### What is required
Look below for the line with "### Bug fix". Extract that line and each one after it through the last, word for word.

### Given entries
PR #4490, opened 2020-03-11
Fix GraphQL profile queried error when cannot matches any snapshot

mrproliu:

- [x] Bug fix
- [ ] New feature provided
- [ ] Improve performance

- Related issues

___
### Bug fix
- GraphQL query profile analyzation without matches any snapshot. Use ArrayList to return trees. Not using `null`.

### DIFF
--- a/oap-server/server-core/src/main/java/org/apache/skywalking/oap/server/core/profile/analyze/ProfileAnalyzer.java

### Solved exercise
### Bug fix
- GraphQL query profile analyzation without matches any snapshot. Use ArrayList to return trees. Not using `null`.

### DIFF
--- a/oap-server/server-core/src/main/java/org/apache/skywalking/oap/server/core/profile/analyze/ProfileAnalyzer.java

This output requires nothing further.